May 2, 2014
The Nusance Segment
On every product in your house, you will find a warning label. On the shampoo bottle I have in my hand, there are two paragraphs explaining what not to do with it. No one expects the stupid to read these labels, of course. Someone dumb enough to drink shampoo or shove the bottle up their arse is not going to read the warning label.The Z Blog ›
Posted by gerardvanderleun at May 2, 2014 12:15 PM. This is an entry on the sideblog of American Digest: Check it out.
I was unable to read the warning label in time because I had my head up my arse.
Posted by: Howard Nelson at May 2, 2014 11:20 AM
Now that's funny!
Posted by: vanderleun at May 2, 2014 11:31 AM
The "best" I've seen was the bag of peanuts, clearly labeled as such, that also carried the inscription, "WARNING: CONTAINS NUTS".
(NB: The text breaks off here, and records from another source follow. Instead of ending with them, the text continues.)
PR #327, opened 2016-02-11
Fixed deprecated entity_create.

facine:


bojanz:
Thanks! Let's use $this->createEntity() like the rest of the test instead?

facine:
Fixed!

PR #329, opened 2016-02-11
Fixed deprecated entity_get_display.

facine:


mglaman:
Looks like this is being taken care of in #332, and has passing tests.

bojanz:
Yep, continued in #332

PR #331, opened 2016-02-11
2663652 Removed entity type from ::load

haringsrob:


bojanz:
Committed in dc8989d1197d60c787de42a44587ee3d95e4d5e4.

PR #332, opened 2016-02-15
2660280 product variation display

haringsrob:


bojanz:
I like the general approach of using a helper function. Moved it to commerce.module so that we can use it for commerce_order as well. Committed with cleanups in cdbab180d6e8685555215a02e2003548e3e0c5c6.

PR #335, opened 2016-02-17
2659096 improve interface tests

haringsrob:
Hi,

The full implementation is not complete yet, as I'm having some issues adding an address to an entity.

The only methods yet to be implemented are:

```
  public function getAddress();
  public function setAddress(AddressInterface $address);
  public function getBillingCountries();
  public function setBillingCountries(array $countries);
```

All other tests for Product, ProductVariation and Store are there.

I'm already opening this as we could already take advantage of the tests that are there.

I also included a small fix in product::getOwnerId.

Regards,


bojanz:
Rebased, finished, committed in 62d3f8095b3983736563ee9da32f664da18e5093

Posted by: waltj at May 2, 2014 12:05 PM
My wife once showed me a bottle of flea spray that said "do not use in an electrical outlet".
I would pay money to watch that one.
Posted by: ed in texas at May 2, 2014 4:39 PM
I once bought a large beach ball for the pool that had various primary colored panels and one white panel that was slammed with paragraphs of warnings, in 6 languages. Looked atrocious, so I stuck a knife in it then threw it away. Later, my brother told me WD40 would have erased the verbage.
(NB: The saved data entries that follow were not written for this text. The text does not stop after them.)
PR #336, opened 2016-02-18
Issue #2669120 by mglaman: Allow line item fields to be exposed on th…

mglaman:
…e add to cart form

### DIFF
--- a/modules/product/config/optional/core.entity_form_display.commerce_line_item.product_variation.add_to_cart.yml
+++ b/modules/product/config/optional/core.entity_form_display.commerce_line_item.product_variation.add_to_cart.yml
@@ -1,0 +1,20 @@
+langcode: en
+status: true
+dependencies:
+  config:
+    - commerce_order.commerce_line_item_type.product_variation
+    - core.entity_form_mode.commerce_line_item.add_to_cart
+  module:
+    - commerce_product
+id: commerce_line_item.product_variation.add_to_cart
+targetEntityType: commerce_line_item
+bundle: product_variation
+mode: add_to_cart
+content:
+hidden:
+  created: true
+  purchased_entity: true
+  quantity: true
+  status: true
+  uid: true
+  unit_price: true
--- a/modules/product/config/optional/core.entity_form_display.commerce_line_item.product_variation.default.yml
+++ b/modules/product/config/optional/core.entity_form_display.commerce_line_item.product_variation.default.yml
@@ -4,7 +4,7 @@ dependencies:
   config:
     - commerce_order.commerce_line_item_type.product_variation
   module:
-    - commerce_price
+    - commerce_product
 id: commerce_line_item.product_variation.default
 targetEntityType: commerce_line_item
 bundle: product_variation
@@ -22,14 +22,10 @@ content:
     type: number
     weight: 1
     settings:
-      placeholder: ''
-    third_party_settings: {  }
-  unit_price:
-    type: commerce_price_default
-    weight: 2
-    settings: {  }
+      placeholder: '1'
     third_party_settings: {  }
 hidden:
   created: true
   status: true
   uid: true
+  unit_price: true
--- a/modules/product/src/Form/AddToCartForm.php
+++ b/modules/product/src/Form/AddToCartForm.php
@@ -240,6 +240,8 @@ class AddToCartForm extends FormBase {
             'callback' => '::ajaxRefresh',
             'wrapper' => $form['#wrapper_id'],
           ],
+          // Options may change and not contain the current #value when processed.
+          '#validated' => TRUE,
         ];
         // Convert the _none option into #empty_value.
         if (isset($form['attributes'][$field_name]['options']['_none'])) {
@@ -298,11 +300,9 @@ class AddToCartForm extends FormBase {
         }
       }
 
+      // Check if we have valid matches, and change the current variation.
       $matches = array_diff_key($matches, $invalid_matches);
-
-      if (!empty($matches)) {
-        $current_variation = reset($matches);
-      }
+      $current_variation = reset($matches);
     }
 
     return $current_variation;
--- a/modules/product/src/Form/AddToCartForm.php
+++ b/modules/product/src/Form/AddToCartForm.php
@@ -7,6 +7,7 @@ use Drupal\commerce_cart\CartProviderInterface;
 use Drupal\commerce_product\Entity\ProductVariationInterface;
 use Drupal\commerce_store\StoreContextInterface;
 use Drupal\Component\Utility\Html;
+use Drupal\Core\Entity\Entity\EntityFormDisplay;
 use Drupal\Core\Entity\EntityTypeManagerInterface;
 use Drupal\Core\Form\FormBase;
 use Drupal\Core\Form\FormStateInterface;
@@ -17,6 +18,8 @@ use Symfony\Component\DependencyInjection\ContainerInterface;
  * Provides the add to cart form for product variations.
  */
 class AddToCartForm extends FormBase {
+
+  const LINE_ITEM_FORM_DISPLAY = 'add_to_cart';
 
   /**
    * The cart manager.
@@ -45,13 +48,6 @@ class AddToCartForm extends FormBase {
    * @var \Drupal\commerce_store\StoreContextInterface
    */
   protected $storeContext;
-
-  /**
-   * The current variation.
-   *
-   * @var \Drupal\commerce_product\Entity\ProductVariationInterface
-   */
-  protected $currentVariation;
 
   /**
    * Constructs a new AddToCartForm object.
@@ -95,6 +91,8 @@ class AddToCartForm extends FormBase {
    * {@inheritdoc}
    */
   public function buildForm(array $form, FormStateInterface $form_state, $product = NULL, array $settings = NULL) {
+    /** @var \Drupal\commerce_product\Entity\ProductInterface $product */
+
     $wrapper_id = Html::getUniqueId('commerce-product-add-to-cart-form');
     $form += [
       '#tree' => TRUE,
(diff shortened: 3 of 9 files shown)


modules/product/config/optional/core.entity_form_display.commerce_line_item.product_variation.add_to_cart.yml
```diff
@@ -0,0 +1,26 @@
+uuid: 4d6eaaee-5d0d-41e5-b100-da5451fad534
```
bojanz: We don't commit the uuid in default config.

modules/product/config/optional/core.entity_form_display.commerce_line_item.product_variation.add_to_cart.yml
```diff
@@ -0,0 +1,26 @@
...
+    - commerce_order.commerce_line_item_type.product_variation
+    - core.entity_form_mode.commerce_line_item.add_to_cart
+  module:
+    - commerce_cart
+id: commerce_line_item.product_variation.add_to_cart
+targetEntityType: commerce_line_item
+bundle: product_variation
+mode: add_to_cart
+content:
+  quantity:
```
bojanz: Shouldn't we hide the quantity by default? (It used to be disabled by default before)

modules/product/src/Form/AddToCartForm.php
```diff
@@ -150,9 +149,29 @@ public function submitForm(array &$form, FormStateInterface $form_state) {
...
-    $quantity = $form_state->getValue('quantity');
+
     $combine = $form['#settings']['combine'];
-    $this->cartManager->addEntity($cart, $variation, $quantity, $combine);
+
+    /** @var \Drupal\commerce_product\Entity\Product $product */
+    $product = $form['#product'];
+    $line_item_form_display = $this->getLineItemFormDisplay($product);
+
+    $line_item = LineItem::create([
```
bojanz: This needs to be $this->cartManager->createLineItem().
LineItem:: is generally only allowed in tests, real classes must use the storage, but in this case we actually need the cartManager method.

modules/product/src/Form/AddToCartForm.php
```diff
@@ -234,6 +253,38 @@ protected function variationElement(array $form, FormStateInterface $form_state)
...
+
+    $form_display = $this->getLineItemFormDisplay($product);
+
+    $line_item_stub = LineItem::create([
+      'type' => $form_display->getTargetBundle(),
+    ]);
+
+    $form_display->buildForm($line_item_stub, $form, $form_state);
+
+    if (isset($form['quantity'])) {
```
bojanz: We need to remove all quantity settings. The default quantity can be set in the field settings, we don't need to care about it.

modules/product/src/Form/AddToCartForm.php
```diff
@@ -365,4 +416,35 @@ protected function getAttributeValues(array $variations, $field_name, callable $
...
+  protected function getLineItemFormDisplay(ProductInterface $product) {
+    /** @var \Drupal\commerce_product\Entity\ProductType $product_type */
+    $product_type = ProductType::load($product->bundle());
+    /** @var \Drupal\commerce_product\Entity\ProductVariationType $variation_bundle */
+    $variation_bundle = ProductVariationType::load($product_type->getVariationType());
+    /** @var \Drupal\commerce_order\Entity\LineItemType $line_item_bundle */
+    $line_item_bundle = LineItemType::load($variation_bundle->getLineItemType());
+
+    /** @var \Drupal\Core\Entity\Entity\EntityFormDisplay $form_display */
+    $form_display = EntityFormDisplay::load('commerce_line_item.' . $line_item_bundle->id() . '.' . self::LINE_ITEM_FORM_DISPLAY);
```
bojanz: Use EntityFormDisplay::collectRenderDisplay() instead of this whole method.

modules/product/src/Form/AddToCartForm.php
```diff
@@ -105,16 +113,7 @@ public function buildForm(array $form, FormStateInterface $form_state, $product
...
-      '#type' => 'number',
-      '#title' => $this->t('Quantity'),
-      '#default_value' => $settings['default_quantity'],
-      '#min' => 1,
-      '#max' => 9999,
-      '#step' => 1,
-      '#access' => !empty($settings['show_quantity']),
-      '#weight' => 99,
-    ];
+    $form = $this->lineItemElement($form, $form_state);
```
bojanz: No lineItemElement, that logic belongs in the main place

modules/product/src/Form/AddToCartForm.php
```diff
@@ -105,16 +111,24 @@ public function buildForm(array $form, FormStateInterface $form_state, $product
...
-      '#weight' => 99,
-    ];
+
+    /** @var \Drupal\commerce_product\Entity\ProductType $product_type */
+    $product_type = $this->entityTypeManager
+      ->getStorage('commerce_product_type')
+      ->load($product->bundle());
+    /** @var \Drupal\commerce_product\Entity\ProductVariationType $variation_type */
+    $variation_type = $this->entityTypeManager
+      ->getStorage('product_variation_type')
```
bojanz: Yeah, 'product_variation_type' is not exactly right :)

modules/product/src/Form/AddToCartForm.php
```diff
@@ -105,16 +111,24 @@ public function buildForm(array $form, FormStateInterface $form_state, $product
...
+      ->load($product_type->getVariationType());
+
+    $line_item_stub = LineItem::create([
```
bojanz: just call it a $line_item

modules/product/src/Form/AddToCartForm.php
```diff
@@ -105,16 +111,24 @@ public function buildForm(array $form, FormStateInterface $form_state, $product
...
+      'type' => $variation_type->getLineItemType(),
+    ]);
+
+    $form_display = EntityFormDisplay::collectRenderDisplay($line_item_stub, self::LINE_ITEM_FORM_DISPLAY);
```
bojanz: According to ContentEntityForm, once we have $form_display we should stick it in $form_state so that we don't need to repeat this in validate/submit

modules/product/src/Form/AddToCartForm.php
```diff
@@ -150,9 +164,20 @@ public function submitForm(array &$form, FormStateInterface $form_state) {
...
     }
-    $quantity = $form_state->getValue('quantity');
+
     $combine = $form['#settings']['combine'];
-    $this->cartManager->addEntity($cart, $variation, $quantity, $combine);
+
+    $line_item = $this->cartManager->createLineItem($variation);
+    $line_item_form_display = EntityFormDisplay::collectRenderDisplay($line_item, self::LINE_ITEM_FORM_DISPLAY);
+
+    $line_item_values = $line_item_form_display->extractFormValues($line_item, $form, $form_state);
```
bojanz: AFAIK this will populate the fields on $line_item, you don't need to call ->set() yourself afterwards.

modules/product/src/Plugin/Field/FieldWidget/ProductVariationAttributesWidget.php
```diff
@@ -0,0 +1,223 @@
+<?php
```
mglaman, line 1: I've reverted changes but kept this file. We have a few problems. I had some code that went further in with it, but it all went nowhere
- [ ] Variation comes back as null during validation, even if "variation" is "target_id"
- [ ] We need to set the unit price field, or else validation fails

mglaman:
@bojanz this deviates from the issue, but I couldn't get the `ProductVariationAttributesWidget` to cooperate.

mglaman/commerce@3cf3c43a07053fa1122340bfe427dc551ed2d1c6 fixes the selecting of an attribute from user input, not mimics how we get attributes. This wasn't passing my use case.

mglaman/commerce@cb127883e0e072f2630d2a8c019b949e0714039f fixes validation error when an attribute, that was selected, disappears.

Here is a gif of what the PR provides for me, locally.

dgfdfdfdfgdgf

mglaman:
Arg, also fresh install locally thows

```
$ drush si -y --account-pass=admin
You are about to DROP all tables in your 'data' database. Do you want to continue? (y/n): y
Starting Drupal installation. This takes a while. Consider using the --notify global option.                                                                                                                                                              [ok]

Fatal error: Call to a member function getPurchasableEntityType() on a non-object in /Users/mglaman/Drupal/sites/commerce2x/www/modules/contrib/commerce/modules/order/src/Entity/LineItem.php on line 259
Drush command terminated abnormally due to an unrecoverable error.                                                                                                                                                                                        [error]
Error: Call to a member function getPurchasableEntityType() on a non-object in /Users/mglaman/Drupal/sites/commerce2x/www/modules/contrib/commerce/modules/order/src/Entity/LineItem.php, line 259
```

modules/product/config/optional/core.entity_form_display.commerce_line_item.product_variation.default.yml
```diff
@@ -22,14 +22,10 @@ content:
     type: number
     weight: 1
     settings:
-      placeholder: ''
```
bojanz, line 25: We should not be removing the unit price here, that means you can't use it in the IEF on the order add/edit page.

modules/product/src/Form/AddToCartForm.php
```diff
@@ -160,17 +189,14 @@ public function submitForm(array &$form, FormStateInterface $form_state) {
   }
 
   /**
-   * Builds the form elements for selecting a variation.
+   * Create variation selection widget.
```
bojanz, line 192: Why change the phpdoc to one that doesn't conform to standards (s/Create/Creates, etc)

modules/product/config/optional/core.entity_form_display.commerce_line_item.product_variation.add_to_cart.yml
```diff
@@ -0,0 +1,20 @@
...
+dependencies:
+  config:
+    - commerce_order.commerce_line_item_type.product_variation
+    - core.entity_form_mode.commerce_line_item.add_to_cart
+  module:
+    - commerce_product
+id: commerce_line_item.product_variation.add_to_cart
+targetEntityType: commerce_line_item
+bundle: product_variation
+mode: add_to_cart
```
bojanz, line 12: Note how this form display references the "add_to_cart" form mode, but that form mode is not exported.
Config dependencies are static, you can't rely on the result of hook_entity_bundle_create() being available. That's probably the cause of one of your crashes.

bojanz:
We'll need to remove both 3cf3c43 and cb12788, they are unrelated (and not ready) bug fixes that also need tests. They make the already-huge PR even harder to review and merge.

modules/product/src/Form/AddToCartForm.php
```diff
@@ -190,54 +215,47 @@ protected function variationElement(array $form, FormStateInterface $form_state)
...
-      $form['attributes'][$field_name] = [
-        '#type' => $attribute['type'],
-        '#title' => $attribute['title'],
-        '#options' => $attribute['values'],
-        '#required' => $attribute['required'],
-        '#default_value' => $selected_variation->get($field_name)->target_id,
-        '#ajax' => [
-          'callback' => '::ajaxRefresh',
-          'wrapper' => $form['#wrapper_id'],
+    else {
```
bojanz, line 219: This entire change seems to be style-only (moving the code under the else)? Wrong PR for that (and I'd disagree on the style choice, cause the cause was to lower the number of indentation levels)

bojanz:
Continued in #340 btw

Posted by: ghostsniper at May 2, 2014 7:04 PM
Now, see, if lemon Pledge just had a warning-
"NOT for use on linoleum "wooden" print floors in households where owners INSIST that guests remove their shoes at the door."
Posted by: CaptDMO at May 3, 2014 5:31 AM
Thanks for highlighting the warning about not ironing your shirt while wearing it. It turns out that I have been doing it wrong all these years. Alas, it is too late to avoid all those burn marks on my chest, but now at least I will not have to make any more expensive trips to the ER.